#### Input
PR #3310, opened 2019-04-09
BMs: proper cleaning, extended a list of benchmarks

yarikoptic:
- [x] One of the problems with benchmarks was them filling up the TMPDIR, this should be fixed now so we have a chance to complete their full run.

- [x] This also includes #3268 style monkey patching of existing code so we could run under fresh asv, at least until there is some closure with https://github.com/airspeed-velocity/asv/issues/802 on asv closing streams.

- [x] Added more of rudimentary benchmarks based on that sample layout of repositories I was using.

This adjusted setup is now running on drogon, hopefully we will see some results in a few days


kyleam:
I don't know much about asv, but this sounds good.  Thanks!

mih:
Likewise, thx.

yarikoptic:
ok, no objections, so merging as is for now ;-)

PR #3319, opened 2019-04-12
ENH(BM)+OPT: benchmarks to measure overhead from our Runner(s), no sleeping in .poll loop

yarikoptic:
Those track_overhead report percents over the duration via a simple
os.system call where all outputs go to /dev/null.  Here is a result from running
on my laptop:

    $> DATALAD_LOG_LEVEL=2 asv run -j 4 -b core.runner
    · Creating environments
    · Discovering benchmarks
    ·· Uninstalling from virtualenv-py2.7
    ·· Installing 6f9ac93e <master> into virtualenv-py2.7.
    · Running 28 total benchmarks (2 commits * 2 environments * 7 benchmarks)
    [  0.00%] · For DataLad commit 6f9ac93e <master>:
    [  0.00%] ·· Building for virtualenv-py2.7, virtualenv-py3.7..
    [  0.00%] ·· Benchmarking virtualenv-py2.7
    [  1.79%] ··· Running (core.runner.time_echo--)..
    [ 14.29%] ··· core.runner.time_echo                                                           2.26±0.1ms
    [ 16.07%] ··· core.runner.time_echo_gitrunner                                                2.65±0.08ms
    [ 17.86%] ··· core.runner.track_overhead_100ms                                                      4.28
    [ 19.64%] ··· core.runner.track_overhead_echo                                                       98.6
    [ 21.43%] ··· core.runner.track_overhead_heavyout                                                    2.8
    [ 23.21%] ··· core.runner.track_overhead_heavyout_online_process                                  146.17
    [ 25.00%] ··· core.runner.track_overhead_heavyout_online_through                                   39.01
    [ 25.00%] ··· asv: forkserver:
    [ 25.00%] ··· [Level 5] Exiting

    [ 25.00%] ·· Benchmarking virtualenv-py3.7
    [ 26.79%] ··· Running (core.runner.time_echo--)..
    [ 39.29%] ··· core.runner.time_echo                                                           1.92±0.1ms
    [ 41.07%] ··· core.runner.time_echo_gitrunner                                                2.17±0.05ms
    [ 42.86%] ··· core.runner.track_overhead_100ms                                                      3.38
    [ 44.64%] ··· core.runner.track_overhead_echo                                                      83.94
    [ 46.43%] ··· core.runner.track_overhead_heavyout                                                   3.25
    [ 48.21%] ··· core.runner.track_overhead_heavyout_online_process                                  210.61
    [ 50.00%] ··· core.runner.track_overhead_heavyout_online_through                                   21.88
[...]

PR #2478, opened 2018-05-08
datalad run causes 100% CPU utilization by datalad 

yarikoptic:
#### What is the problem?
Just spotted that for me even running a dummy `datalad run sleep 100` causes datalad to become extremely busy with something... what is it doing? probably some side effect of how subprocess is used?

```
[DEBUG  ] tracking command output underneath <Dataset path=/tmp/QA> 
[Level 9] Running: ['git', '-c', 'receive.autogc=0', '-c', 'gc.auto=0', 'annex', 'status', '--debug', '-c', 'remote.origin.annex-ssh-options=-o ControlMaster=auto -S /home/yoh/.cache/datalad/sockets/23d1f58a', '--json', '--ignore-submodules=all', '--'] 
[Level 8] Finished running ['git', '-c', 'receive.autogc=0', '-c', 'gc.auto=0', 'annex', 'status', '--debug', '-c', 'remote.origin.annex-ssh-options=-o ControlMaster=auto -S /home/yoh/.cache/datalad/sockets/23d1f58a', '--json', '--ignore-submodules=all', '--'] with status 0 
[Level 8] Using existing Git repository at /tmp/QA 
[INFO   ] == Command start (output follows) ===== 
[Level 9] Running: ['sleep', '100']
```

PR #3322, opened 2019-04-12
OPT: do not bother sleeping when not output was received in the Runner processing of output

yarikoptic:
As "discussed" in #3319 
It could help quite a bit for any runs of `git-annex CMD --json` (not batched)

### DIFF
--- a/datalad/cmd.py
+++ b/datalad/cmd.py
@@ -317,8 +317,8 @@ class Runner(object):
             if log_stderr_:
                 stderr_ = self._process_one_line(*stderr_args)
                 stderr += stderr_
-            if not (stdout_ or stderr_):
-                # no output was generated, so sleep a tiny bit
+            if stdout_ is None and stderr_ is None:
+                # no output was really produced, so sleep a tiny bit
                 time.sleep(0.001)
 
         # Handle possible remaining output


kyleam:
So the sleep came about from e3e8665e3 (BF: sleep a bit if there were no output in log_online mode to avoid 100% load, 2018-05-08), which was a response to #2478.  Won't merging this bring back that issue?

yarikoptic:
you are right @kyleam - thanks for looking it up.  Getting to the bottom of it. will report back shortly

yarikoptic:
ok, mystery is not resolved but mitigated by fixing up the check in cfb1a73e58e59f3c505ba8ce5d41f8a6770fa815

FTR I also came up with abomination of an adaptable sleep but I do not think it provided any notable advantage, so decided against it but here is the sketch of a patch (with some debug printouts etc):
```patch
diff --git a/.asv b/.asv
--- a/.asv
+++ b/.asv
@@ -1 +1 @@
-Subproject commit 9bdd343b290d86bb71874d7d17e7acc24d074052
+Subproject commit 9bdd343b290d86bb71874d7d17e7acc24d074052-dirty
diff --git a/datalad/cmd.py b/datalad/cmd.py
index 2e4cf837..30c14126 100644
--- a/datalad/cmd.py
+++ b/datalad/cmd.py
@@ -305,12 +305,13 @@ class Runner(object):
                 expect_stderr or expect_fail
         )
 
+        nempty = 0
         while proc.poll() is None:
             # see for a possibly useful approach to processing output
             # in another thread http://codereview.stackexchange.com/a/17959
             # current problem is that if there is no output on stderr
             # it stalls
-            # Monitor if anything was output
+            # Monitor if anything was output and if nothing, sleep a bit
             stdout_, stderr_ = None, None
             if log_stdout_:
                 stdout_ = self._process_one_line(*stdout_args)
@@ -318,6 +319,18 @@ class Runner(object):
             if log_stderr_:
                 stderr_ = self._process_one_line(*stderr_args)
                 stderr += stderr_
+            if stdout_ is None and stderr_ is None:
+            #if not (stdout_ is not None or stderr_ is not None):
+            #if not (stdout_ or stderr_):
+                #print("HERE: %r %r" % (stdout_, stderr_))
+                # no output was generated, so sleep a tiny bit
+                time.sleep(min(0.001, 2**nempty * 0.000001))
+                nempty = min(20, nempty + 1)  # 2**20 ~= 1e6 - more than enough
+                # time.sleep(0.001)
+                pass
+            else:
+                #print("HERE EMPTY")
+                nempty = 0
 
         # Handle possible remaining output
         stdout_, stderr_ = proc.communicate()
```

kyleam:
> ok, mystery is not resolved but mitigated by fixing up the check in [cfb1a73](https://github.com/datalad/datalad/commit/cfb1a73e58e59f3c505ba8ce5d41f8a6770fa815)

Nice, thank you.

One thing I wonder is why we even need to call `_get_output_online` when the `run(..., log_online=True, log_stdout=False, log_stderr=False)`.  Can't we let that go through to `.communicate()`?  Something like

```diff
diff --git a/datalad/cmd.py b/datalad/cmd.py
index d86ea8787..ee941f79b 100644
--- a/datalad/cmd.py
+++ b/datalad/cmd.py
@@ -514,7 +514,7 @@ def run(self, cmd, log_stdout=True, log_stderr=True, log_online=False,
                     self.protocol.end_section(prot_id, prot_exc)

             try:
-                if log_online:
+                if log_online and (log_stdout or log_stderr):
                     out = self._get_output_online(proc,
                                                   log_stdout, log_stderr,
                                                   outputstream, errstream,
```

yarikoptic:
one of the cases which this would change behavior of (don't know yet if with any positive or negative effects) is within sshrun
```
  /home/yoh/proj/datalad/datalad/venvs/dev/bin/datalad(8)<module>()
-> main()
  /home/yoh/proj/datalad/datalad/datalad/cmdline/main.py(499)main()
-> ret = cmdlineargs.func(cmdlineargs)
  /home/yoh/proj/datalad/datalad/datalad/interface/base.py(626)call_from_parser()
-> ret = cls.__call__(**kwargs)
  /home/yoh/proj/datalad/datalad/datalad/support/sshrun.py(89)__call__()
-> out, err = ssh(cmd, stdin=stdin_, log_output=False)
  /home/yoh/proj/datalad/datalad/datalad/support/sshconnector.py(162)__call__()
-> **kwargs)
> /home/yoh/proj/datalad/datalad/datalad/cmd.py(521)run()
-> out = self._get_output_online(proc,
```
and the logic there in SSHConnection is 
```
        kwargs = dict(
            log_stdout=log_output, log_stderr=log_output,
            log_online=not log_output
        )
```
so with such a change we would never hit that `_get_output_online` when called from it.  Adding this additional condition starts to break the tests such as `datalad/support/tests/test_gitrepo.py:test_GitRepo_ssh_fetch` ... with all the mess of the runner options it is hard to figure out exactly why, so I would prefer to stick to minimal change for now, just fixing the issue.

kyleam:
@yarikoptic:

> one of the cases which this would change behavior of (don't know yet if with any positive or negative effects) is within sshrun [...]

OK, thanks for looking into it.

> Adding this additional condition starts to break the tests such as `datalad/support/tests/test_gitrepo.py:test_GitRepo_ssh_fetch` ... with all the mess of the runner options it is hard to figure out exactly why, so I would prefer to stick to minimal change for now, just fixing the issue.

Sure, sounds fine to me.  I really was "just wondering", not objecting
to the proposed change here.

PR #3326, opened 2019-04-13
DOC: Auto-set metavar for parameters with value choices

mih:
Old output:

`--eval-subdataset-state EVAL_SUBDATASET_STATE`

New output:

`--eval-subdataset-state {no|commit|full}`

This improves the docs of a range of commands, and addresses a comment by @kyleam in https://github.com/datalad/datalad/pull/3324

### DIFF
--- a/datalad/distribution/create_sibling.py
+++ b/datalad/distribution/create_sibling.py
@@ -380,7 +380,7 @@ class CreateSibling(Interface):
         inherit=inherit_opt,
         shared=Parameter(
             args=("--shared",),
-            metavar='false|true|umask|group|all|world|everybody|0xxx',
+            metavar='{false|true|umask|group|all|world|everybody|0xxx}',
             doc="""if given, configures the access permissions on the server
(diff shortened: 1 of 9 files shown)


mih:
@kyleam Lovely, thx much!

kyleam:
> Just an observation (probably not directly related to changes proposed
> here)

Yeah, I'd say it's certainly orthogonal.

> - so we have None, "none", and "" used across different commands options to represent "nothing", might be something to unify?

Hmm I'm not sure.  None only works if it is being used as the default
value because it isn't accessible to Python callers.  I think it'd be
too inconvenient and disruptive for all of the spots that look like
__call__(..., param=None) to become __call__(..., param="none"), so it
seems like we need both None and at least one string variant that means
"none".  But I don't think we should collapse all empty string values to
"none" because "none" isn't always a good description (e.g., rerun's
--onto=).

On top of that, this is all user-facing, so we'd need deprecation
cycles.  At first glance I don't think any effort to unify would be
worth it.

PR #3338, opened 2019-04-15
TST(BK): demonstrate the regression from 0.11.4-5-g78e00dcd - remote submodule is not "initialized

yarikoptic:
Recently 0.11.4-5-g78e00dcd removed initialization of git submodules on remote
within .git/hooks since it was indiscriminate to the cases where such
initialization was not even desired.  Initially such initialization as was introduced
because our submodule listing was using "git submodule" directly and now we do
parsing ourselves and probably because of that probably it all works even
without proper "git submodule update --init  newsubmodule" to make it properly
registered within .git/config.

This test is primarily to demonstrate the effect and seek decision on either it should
########
Exercise brief>
Starting with the first line of the data above, copy each line exactly until you reach the line with "for virtualenv-py2.7, virtualenv-py3.7.."; include that line as well.

Solution to this task>
PR #3310, opened 2019-04-09
BMs: proper cleaning, extended a list of benchmarks

yarikoptic:
- [x] One of the problems with benchmarks was them filling up the TMPDIR, this should be fixed now so we have a chance to complete their full run.

- [x] This also includes #3268 style monkey patching of existing code so we could run under fresh asv, at least until there is some closure with https://github.com/airspeed-velocity/asv/issues/802 on asv closing streams.

- [x] Added more of rudimentary benchmarks based on that sample layout of repositories I was using.

This adjusted setup is now running on drogon, hopefully we will see some results in a few days


kyleam:
I don't know much about asv, but this sounds good.  Thanks!

mih:
Likewise, thx.

yarikoptic:
ok, no objections, so merging as is for now ;-)

PR #3319, opened 2019-04-12
ENH(BM)+OPT: benchmarks to measure overhead from our Runner(s), no sleeping in .poll loop

yarikoptic:
Those track_overhead report percents over the duration via a simple
os.system call where all outputs go to /dev/null.  Here is a result from running
on my laptop:

    $> DATALAD_LOG_LEVEL=2 asv run -j 4 -b core.runner
    · Creating environments
    · Discovering benchmarks
    ·· Uninstalling from virtualenv-py2.7
    ·· Installing 6f9ac93e <master> into virtualenv-py2.7.
    · Running 28 total benchmarks (2 commits * 2 environments * 7 benchmarks)
    [  0.00%] · For DataLad commit 6f9ac93e <master>:
    [  0.00%] ·· Building for virtualenv-py2.7, virtualenv-py3.7..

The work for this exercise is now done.